What is the exact statement of Hooke's law? The statement of Hooke's law states that STRESS is directly proportional to STRAIN. But if stress depends upon strain then strain must occur before stress comes into play. I am unable to understand how actually it happens when anything is applied a force upon.  
 A: We can express Hooke's law mathematically as follows:
$$stress \propto strain$$
$$\frac{stress}{strain} = const$$
This constant is known as modulus of elasticity.

Stress is defined as force per unit area and strain is defined as change over actual value. Stress can cause strain (thermal stress) and strain can cause stress (stretching a string). 
We will examine one case. When you pull a string,  you are applying a force, i.e: you are stressing the material. The string responds by stretching; this stretching is known as strain.
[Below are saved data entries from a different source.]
PR #58, opened 2022-01-12
Disambiguate licensing to GPL 2.0 only

rhysre:
There were two problems with the license headers as things stood:

- The SPDX license identifiers used the deprecated "GPL-2.0" instead of
  the newer and less ambigous "GPL-2.0-only"
- The longer GPL header comments all stated that the files were licensed
  under GPL v3 or later, while the SPDX identifier above said GPL 2.0

This commit changes all the SPDX "GPL-2.0" headers to "GPL-2.0-only" and
removes the longer GPL header comments entirely. It seems the FSF
doesn't have a version that states GPL 2/3 _only_ and the license is
stated in the SPDX identifier (and LICENSE file ) anyways, so it's
redundant.

CC: @stanek-michal you last changed licensing in a major way (dbca96c1173d09bee9ffca915f8f7bcdc0bad40b) so want your sign-off on this before I merge.

This PR also updates the `LicenseRef-Elastic-License-2.0` SPDX identifiers to simply `Elastic-2.0`, since it's now officially part of the SPDX spec.

### DIFF
--- a/GPL/EventProbe/EbpfEventProto.h
+++ b/GPL/EventProbe/EbpfEventProto.h
@@ -1,4 +1,4 @@
-// SPDX-License-Identifier: GPL-2.0-only OR LicenseRef-Elastic-License-2.0
+// SPDX-License-Identifier: GPL-2.0-only OR Elastic-2.0
 
 /*
  * Copyright 2021 Elasticsearch BV
--- a/GPL/EventProbe/EbpfEventProto.h
+++ b/GPL/EventProbe/EbpfEventProto.h
@@ -1,6 +1,8 @@
-// SPDX-License-Identifier: GPL-2.0 OR LicenseRef-Elastic-License-2.0
+// SPDX-License-Identifier: GPL-2.0-only OR LicenseRef-Elastic-License-2.0
 
 /*
+ * Copyright 2021 Elasticsearch BV
+ *
  * This file is dual-licensed under the GNU General Public License version 2
  * and the Elastic License 2.0. You may choose either one of them if you use
  * this file.
--- a/GPL/EventProbe/BPFEventsTests.cpp
+++ b/GPL/EventProbe/BPFEventsTests.cpp
@@ -1,21 +1,20 @@
-// SPDX-License-Identifier: GPL-2.0
+// SPDX-License-Identifier: GPL-2.0-only
 
 /*
- * Elastic eBPF
- * Copyright 2021 Elasticsearch BV
+ * Copyright (C) 2021 Elasticsearch BV
  *
- * This program is free software: you can redistribute it and/or modify
- * it under the terms of the GNU General Public License as published by
- * the Free Software Foundation, either version 3 of the License, or
- * (at your option) any later version.
+ * This program is free software; you can redistribute it and/or modify it
+ * under the terms of the GNU General Public License as published by the Free
+ * Software Foundation; version 2.
  *
- * This program is distributed in the hope that it will be useful,
- * but WITHOUT ANY WARRANTY; without even the implied warranty of
- * MERCHANTABILITY or FITNESS FOR A PARTICULAR PURPOSE.  See the
- * GNU General Public License for more details.
+ * This program is distributed in the hope that it will be useful, but WITHOUT
+ * ANY WARRANTY; without even the implied warranty of MERCHANTABILITY or
+ * FITNESS FOR A PARTICULAR PURPOSE. See the GNU General Public License for
+ * more details.
  *
- * You should have received a copy of the GNU General Public License
- * along with this program.  If not, see <https://www.gnu.org/licenses/>.
+ * You should have received a copy of the GNU General Public License along with
+ * this program; if not, write to the Free Software Foundation, Inc., 51
+ * Franklin Street, Fifth Floor, Boston, MA 02110-1301, USA.
  */
 
 #include <sys/resource.h>
--- a/GPL/EventProbe/CMakeLists.txt
+++ b/GPL/EventProbe/CMakeLists.txt
@@ -1,22 +1,19 @@
-# SPDX-License-Identifier: GPL-2.0
+# SPDX-License-Identifier: GPL-2.0-only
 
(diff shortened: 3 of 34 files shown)


stanek-michal:
As for the switch from GPL-2.0 to GPL-2.0-only, I think it's fine. But I think we probably still want a copyright notice in each file, which is a separate thing from the license. Perhaps we can make it a single line below the SPDX identifier? Something like:
```
// SPDX-License-Identifier: GPL-2.0-only
// Copyright 2021 Elasticsearch BV
```

rhysre:
> As for the switch from GPL-2.0 to GPL-2.0-only, I think it's fine. But I think we probably still want a copyright notice in each file, which is a separate thing from the license. Perhaps we can make it a single line below the SPDX identifier? Something like:
> 
> ```
> // SPDX-License-Identifier: GPL-2.0-only
> // Copyright 2021 Elasticsearch BV
> ```
> 
> or
> 
> ```
> // SPDX-License-Identifier: GPL-2.0-only
> 
> // Copyright 2021 Elasticsearch BV
> ```

Sounds good, thanks for the pointer Michal. 

Added short copyright notices back to all the files I stripped the GPLified copyright notice from.

stanek-michal (approved):
Looks good to me. Adding @ferullo as he was also involved in the initial license disclaimer

ferullo (dismissed):
Why is the bulk of the GPL text removed from each file?

stanek-michal:
> Why is the bulk of the GPL text removed from each file?

Rhys mentioned that the GNU website didn't have a  GPL-2-only variant of the license disclaimer text.
I was wondering if a single SPDX line was enough and I found this article on LWN: 

https://lwn.net/Articles/739183/
> An additional goal is to eventually get rid of the other license texts; the consensus seems to be that the SPDX identifier is a sufficient declaration of the license on its own.

The article mentions that there are a lot of variations of that license disclaimer and that a unified SPDX identifier solves the confusion. 

This [article](https://www.gnu.org/licenses/gpl-howto.en.html) on gnu.org mentions the license notice but it doesn't say anything about SPDX so it was probably written before that.

No strong opinions here though, not sure if Legal had any specific requirements about the GPL notices.

GPL/EventProbe/EbpfEventProto.h
```diff
@@ -1,4 +1,5 @@
-// SPDX-License-Identifier: GPL-2.0 OR LicenseRef-Elastic-License-2.0
+// SPDX-License-Identifier: GPL-2.0-only OR LicenseRef-Elastic-License-2.0
```
nicholasberlin, line 1: Seems strange to me that something could be GPL-2.0-*only* and something else. 🤷

gtback:
> @gtback do you have any insight into how the GPL headers should be marked?

@ferullo @rhysre I'll double-check in our Open Source Working Group meeting, but I am hopeful that just the SPDX tag will be sufficient.

If with go with the SPDX format, we can consider using `SPDX-FileCopyrightText: ` for the copyright statement ([SPDX standard](https://spdx.github.io/spdx-spec/file-tags/#h2-format)) to make this data more machine-parseable going forward.

I likewise was unable to find a "GPL-2.0-only" file header, but will look around more to see what other projects are doing.

GPL/EventProbe/EbpfEventProto.h
gtback: > LicenseRef-Elastic-License-2.0
 
@rhysre This is fine for now, but as of the next SPDX release, we [have an approved SPDX Identifier](https://github.com/spdx/license-list-XML/issues/1349): `Elastic-2.0` (and without the `LicenseRef` that indicates a "custom" license).

gtback:
> I likewise was unable to find a "GPL-2.0-only" file header, but will look around more to see what other projects are doing.

Of course, as soon as I said this I looked at the SPDX site and found this (under "Standard License Header" at the bottom):

> Copyright (C) yyyy name of author
> 
> This program is free software; you can redistribute it and/or modify it under the terms of the GNU General Public License as published by the Free Software Foundation; version 2.
> 
> This program is distributed in the hope that it will be useful, but WITHOUT ANY WARRANTY; without even the implied warranty of MERCHANTABILITY or FITNESS FOR A PARTICULAR PURPOSE. See the GNU General Public License for more details.
> 
> You should have received a copy of the GNU General Public License along with this program; if not, write to the Free Software Foundation, Inc., 51 Franklin Street, Fifth Floor, Boston, MA 02110-1301, USA.

rhysre:
> > I likewise was unable to find a "GPL-2.0-only" file header, but will look around more to see what other projects are doing.
> 
> Of course, as soon as I said this I looked at the SPDX site and found this (under "Standard License Header" at the bottom):
> 
> > Copyright (C) yyyy name of author
> > This program is free software; you can redistribute it and/or modify it under the terms of the GNU General Public License as published by the Free Software Foundation; version 2.
> > This program is distributed in the hope that it will be useful, but WITHOUT ANY WARRANTY; without even the implied warranty of MERCHANTABILITY or FITNESS FOR A PARTICULAR PURPOSE. See the GNU General Public License for more details.
> > You should have received a copy of the GNU General Public License along with this program; if not, write to the Free Software Foundation, Inc., 51 Franklin Street, Fifth Floor, Boston, MA 02110-1301, USA.

Oh fantastic, didn't see that on the SPDX website because it was hiding at the bottom. I added back the long-form GPL headers that say GPLv2 only so we can keep the existing style and just correct the v2/v3 error. Thanks for pointing that out Greg.

fntlnz (approved):
LGTM but needs a rebase. Thanks for looking into this @rhysre

rhysre:
> LGTM but needs a rebase. Thanks for looking into this @rhysre

Done. I also pushed another commit changing all `LicenseRef-Elastic-License-2.0` SPDX headers to simply `Elastic-2.0` since [it's now officially a part of the SPDX spec](https://spdx.org/licenses/Elastic-2.0.html) as @gtback stated above.

@ferullo Can I get a +1 for you to unblock merge?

Mathematically, the stress and strain in this case is given by:
$$stress = \frac{F}{A}$$
$$strain = \frac{\Delta l}{l}$$
According to Hooke's law, the ratio of the two aforementioned quantities us constant. In this case(longitudinal stress), the constant is known as Young's Modulus.
A: Whenever the spring is displaced from equilibrium by displacement $d$, there is a restoring force $-F_R$ towards the resting position. Hooke's Law only describes this restoring force $-F_R$. It doesn't describe external forces $F_E$.
Imagine you paused time (so the spring can't be displaced). When an external force $F_E$ is applied to the spring, you tend to displace the spring from equilibrium (but you haven't actually displaced the spring yet). This causes the spring to generate the restoring force $-F_R$ in the opposite direction of the intended displacement.
Now see what happens if you unpause time. An external force $F_E$ is applied to a spring at equilibrium. If $|F_E| > |F_R|$, the spring changes length with displacement $d$ proportional to $F_R$. If $|F_E| <= |F_R|$, the spring doesn't move.
Similar force analyses can be done for other starting positions of the spring (relative to the equilibrium position).